Stored data Block Start
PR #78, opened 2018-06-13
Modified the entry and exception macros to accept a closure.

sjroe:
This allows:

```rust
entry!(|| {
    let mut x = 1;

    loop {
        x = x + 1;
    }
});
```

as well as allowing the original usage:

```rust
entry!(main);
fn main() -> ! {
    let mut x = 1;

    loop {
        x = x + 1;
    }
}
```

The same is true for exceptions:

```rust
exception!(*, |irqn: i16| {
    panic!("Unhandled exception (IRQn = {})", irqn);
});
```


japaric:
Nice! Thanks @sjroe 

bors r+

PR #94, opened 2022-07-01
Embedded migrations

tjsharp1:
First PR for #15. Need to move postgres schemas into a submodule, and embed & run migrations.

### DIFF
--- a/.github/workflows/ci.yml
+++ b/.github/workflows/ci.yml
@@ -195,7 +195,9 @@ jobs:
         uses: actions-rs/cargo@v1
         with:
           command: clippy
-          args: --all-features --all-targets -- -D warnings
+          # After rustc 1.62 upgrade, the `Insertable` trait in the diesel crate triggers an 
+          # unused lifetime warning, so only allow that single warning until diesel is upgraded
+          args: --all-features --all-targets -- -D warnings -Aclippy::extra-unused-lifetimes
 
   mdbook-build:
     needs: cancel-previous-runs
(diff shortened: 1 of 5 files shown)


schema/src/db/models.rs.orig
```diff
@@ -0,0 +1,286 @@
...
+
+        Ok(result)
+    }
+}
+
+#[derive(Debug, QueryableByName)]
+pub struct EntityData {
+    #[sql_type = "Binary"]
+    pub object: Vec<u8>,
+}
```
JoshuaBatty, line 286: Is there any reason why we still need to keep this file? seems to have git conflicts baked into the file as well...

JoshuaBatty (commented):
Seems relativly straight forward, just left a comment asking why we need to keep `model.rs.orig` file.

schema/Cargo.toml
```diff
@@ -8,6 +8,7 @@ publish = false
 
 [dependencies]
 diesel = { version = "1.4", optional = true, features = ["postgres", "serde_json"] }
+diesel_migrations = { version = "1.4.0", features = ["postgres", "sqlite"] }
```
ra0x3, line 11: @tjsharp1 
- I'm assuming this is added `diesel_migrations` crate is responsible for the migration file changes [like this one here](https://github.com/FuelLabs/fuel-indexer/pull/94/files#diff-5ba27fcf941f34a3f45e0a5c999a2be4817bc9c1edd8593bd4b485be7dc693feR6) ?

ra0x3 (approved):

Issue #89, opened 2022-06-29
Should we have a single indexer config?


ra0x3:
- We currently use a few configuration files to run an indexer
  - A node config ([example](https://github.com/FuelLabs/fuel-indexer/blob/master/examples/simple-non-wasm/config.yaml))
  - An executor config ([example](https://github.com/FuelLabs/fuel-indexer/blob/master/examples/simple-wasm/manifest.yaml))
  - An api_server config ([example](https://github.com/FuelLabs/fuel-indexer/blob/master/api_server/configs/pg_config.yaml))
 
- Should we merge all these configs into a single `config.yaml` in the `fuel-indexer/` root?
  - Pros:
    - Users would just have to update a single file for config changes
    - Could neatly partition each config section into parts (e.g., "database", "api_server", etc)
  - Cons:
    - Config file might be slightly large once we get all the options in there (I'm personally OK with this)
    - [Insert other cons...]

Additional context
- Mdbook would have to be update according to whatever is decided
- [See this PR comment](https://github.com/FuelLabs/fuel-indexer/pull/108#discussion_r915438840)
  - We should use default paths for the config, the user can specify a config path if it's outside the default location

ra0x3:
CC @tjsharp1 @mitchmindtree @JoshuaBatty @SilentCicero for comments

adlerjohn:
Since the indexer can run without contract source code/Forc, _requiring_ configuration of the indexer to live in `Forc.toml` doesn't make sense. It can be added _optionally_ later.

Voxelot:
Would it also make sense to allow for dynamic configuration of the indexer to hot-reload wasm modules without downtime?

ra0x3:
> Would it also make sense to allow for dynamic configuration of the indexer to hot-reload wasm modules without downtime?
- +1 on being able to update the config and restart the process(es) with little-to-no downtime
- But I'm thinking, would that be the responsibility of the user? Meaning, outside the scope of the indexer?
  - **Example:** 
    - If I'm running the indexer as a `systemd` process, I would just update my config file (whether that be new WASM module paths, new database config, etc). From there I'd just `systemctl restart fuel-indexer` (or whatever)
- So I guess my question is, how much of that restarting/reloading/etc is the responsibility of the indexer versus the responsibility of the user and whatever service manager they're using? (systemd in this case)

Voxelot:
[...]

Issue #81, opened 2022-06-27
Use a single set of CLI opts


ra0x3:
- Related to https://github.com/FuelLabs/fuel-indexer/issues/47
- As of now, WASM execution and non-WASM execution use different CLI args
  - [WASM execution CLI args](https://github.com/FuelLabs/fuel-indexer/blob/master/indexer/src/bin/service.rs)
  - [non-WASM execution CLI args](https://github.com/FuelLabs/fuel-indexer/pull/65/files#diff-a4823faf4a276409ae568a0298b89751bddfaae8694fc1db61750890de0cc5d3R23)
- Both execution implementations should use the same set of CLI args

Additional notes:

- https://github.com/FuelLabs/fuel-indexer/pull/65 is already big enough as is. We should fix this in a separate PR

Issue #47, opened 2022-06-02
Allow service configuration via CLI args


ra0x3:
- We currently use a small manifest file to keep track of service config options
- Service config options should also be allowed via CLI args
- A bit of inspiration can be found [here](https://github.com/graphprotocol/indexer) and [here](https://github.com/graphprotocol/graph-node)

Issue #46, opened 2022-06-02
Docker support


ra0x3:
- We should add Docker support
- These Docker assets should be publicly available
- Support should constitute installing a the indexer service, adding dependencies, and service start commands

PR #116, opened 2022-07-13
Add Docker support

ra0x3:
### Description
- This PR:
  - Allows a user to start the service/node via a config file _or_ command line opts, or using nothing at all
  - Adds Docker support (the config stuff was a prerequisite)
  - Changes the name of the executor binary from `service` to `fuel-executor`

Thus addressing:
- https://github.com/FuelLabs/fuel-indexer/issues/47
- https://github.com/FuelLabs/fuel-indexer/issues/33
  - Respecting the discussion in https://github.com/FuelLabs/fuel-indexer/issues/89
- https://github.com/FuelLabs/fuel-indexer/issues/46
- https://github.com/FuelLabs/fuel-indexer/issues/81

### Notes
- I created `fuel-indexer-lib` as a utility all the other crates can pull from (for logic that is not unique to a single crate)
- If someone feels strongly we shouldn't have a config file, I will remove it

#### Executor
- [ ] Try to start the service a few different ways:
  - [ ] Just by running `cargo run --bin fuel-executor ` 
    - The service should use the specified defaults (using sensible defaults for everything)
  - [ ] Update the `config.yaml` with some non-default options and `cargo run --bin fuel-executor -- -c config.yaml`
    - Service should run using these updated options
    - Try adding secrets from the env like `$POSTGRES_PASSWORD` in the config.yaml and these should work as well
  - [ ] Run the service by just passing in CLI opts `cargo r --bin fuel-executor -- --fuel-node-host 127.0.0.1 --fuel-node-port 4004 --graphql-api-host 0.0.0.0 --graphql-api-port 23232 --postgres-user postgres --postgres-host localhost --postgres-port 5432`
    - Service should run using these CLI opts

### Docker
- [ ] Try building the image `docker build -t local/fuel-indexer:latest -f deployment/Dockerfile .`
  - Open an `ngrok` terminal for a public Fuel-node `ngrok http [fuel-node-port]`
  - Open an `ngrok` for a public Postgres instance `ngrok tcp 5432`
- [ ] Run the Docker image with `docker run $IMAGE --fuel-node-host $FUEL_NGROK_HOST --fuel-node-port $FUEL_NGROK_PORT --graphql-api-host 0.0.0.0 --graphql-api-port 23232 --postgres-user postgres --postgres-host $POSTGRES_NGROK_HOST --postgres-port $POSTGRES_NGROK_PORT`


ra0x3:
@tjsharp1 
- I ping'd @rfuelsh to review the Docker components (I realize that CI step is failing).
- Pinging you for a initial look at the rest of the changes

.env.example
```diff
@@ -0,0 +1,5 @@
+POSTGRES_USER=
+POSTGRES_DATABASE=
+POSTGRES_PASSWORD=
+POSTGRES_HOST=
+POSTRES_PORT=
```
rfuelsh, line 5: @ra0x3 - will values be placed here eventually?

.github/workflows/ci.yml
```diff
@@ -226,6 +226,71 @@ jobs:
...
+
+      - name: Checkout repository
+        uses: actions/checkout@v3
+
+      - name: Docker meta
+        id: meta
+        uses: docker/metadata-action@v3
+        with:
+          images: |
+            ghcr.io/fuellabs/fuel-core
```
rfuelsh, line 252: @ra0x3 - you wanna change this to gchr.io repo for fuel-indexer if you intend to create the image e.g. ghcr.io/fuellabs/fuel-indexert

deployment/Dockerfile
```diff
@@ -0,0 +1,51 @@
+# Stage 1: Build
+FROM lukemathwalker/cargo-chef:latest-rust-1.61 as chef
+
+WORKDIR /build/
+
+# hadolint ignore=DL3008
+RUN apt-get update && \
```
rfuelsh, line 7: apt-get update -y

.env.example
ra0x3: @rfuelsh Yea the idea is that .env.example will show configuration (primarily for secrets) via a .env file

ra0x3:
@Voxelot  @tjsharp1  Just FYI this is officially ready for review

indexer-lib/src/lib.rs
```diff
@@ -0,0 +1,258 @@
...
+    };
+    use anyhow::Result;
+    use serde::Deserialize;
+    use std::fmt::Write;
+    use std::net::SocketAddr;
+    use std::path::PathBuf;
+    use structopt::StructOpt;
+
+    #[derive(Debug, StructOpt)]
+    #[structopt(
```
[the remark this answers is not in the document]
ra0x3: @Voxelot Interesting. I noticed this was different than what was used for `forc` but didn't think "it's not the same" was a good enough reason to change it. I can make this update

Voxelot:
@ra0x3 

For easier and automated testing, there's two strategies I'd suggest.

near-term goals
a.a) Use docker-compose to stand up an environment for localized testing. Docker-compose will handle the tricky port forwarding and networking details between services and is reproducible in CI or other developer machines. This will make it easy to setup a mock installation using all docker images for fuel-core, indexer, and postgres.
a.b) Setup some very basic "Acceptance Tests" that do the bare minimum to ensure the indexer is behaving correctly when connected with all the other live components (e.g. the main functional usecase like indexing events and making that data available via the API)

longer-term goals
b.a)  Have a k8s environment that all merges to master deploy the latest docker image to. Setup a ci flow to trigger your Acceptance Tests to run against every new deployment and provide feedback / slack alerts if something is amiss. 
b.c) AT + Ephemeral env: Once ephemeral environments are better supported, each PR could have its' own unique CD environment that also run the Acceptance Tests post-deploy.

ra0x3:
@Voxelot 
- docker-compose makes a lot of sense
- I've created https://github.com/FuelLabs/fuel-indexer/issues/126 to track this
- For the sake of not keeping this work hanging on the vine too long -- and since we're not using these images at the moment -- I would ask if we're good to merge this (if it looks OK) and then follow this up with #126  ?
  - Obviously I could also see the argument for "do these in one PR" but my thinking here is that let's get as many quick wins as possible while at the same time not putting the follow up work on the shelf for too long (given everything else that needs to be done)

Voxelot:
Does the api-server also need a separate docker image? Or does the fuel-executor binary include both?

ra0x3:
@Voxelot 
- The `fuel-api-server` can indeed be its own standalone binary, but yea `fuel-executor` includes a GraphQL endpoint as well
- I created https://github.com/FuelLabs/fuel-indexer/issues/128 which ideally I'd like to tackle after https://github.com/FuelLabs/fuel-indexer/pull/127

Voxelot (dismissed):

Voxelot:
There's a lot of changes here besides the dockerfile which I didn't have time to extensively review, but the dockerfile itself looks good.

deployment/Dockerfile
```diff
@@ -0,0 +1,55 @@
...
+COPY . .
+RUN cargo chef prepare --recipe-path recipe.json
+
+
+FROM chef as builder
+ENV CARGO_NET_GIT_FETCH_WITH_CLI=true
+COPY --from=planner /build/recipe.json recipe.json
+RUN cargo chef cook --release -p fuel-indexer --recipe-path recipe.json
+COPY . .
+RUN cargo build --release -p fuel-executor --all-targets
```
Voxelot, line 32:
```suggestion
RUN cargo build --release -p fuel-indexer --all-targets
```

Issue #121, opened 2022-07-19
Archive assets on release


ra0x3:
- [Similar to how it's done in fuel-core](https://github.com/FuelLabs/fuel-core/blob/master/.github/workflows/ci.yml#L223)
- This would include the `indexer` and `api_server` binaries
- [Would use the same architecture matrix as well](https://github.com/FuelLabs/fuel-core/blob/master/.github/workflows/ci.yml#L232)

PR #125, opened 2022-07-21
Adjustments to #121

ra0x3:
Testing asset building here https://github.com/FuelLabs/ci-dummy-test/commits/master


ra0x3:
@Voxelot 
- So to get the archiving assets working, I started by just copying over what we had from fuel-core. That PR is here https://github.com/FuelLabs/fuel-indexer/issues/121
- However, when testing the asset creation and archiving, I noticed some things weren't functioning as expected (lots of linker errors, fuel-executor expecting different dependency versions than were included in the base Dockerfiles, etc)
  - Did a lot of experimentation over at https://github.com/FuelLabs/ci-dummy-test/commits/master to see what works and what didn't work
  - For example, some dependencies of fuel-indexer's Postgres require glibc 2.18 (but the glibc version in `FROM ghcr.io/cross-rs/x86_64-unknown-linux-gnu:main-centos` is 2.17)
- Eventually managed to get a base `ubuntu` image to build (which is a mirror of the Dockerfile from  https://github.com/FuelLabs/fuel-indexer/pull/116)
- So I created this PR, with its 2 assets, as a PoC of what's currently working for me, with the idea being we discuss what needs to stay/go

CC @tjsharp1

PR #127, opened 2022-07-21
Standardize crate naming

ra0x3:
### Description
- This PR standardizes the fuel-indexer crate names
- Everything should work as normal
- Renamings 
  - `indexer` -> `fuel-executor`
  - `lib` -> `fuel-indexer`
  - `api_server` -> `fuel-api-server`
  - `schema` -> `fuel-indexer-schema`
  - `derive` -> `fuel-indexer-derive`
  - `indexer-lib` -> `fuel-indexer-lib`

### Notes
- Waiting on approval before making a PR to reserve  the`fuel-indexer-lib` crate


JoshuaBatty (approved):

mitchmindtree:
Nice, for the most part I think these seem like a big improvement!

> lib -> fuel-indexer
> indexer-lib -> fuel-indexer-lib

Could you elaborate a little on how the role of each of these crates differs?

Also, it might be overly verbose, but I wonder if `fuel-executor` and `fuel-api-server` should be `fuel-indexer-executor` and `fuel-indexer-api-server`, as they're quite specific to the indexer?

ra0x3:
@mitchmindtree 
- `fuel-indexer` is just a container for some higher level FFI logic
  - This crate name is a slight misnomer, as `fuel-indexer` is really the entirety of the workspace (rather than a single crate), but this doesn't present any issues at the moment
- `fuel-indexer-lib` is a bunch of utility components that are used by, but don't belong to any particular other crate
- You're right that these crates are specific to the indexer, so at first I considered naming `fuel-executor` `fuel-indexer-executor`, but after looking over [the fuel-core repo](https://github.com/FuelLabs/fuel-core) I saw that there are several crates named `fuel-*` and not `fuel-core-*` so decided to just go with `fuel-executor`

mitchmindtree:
Stored data Block End
* **Directions for this task**
In the records above, how many lines contain the string "chef"? Only that number should be written.

* **Response area**
4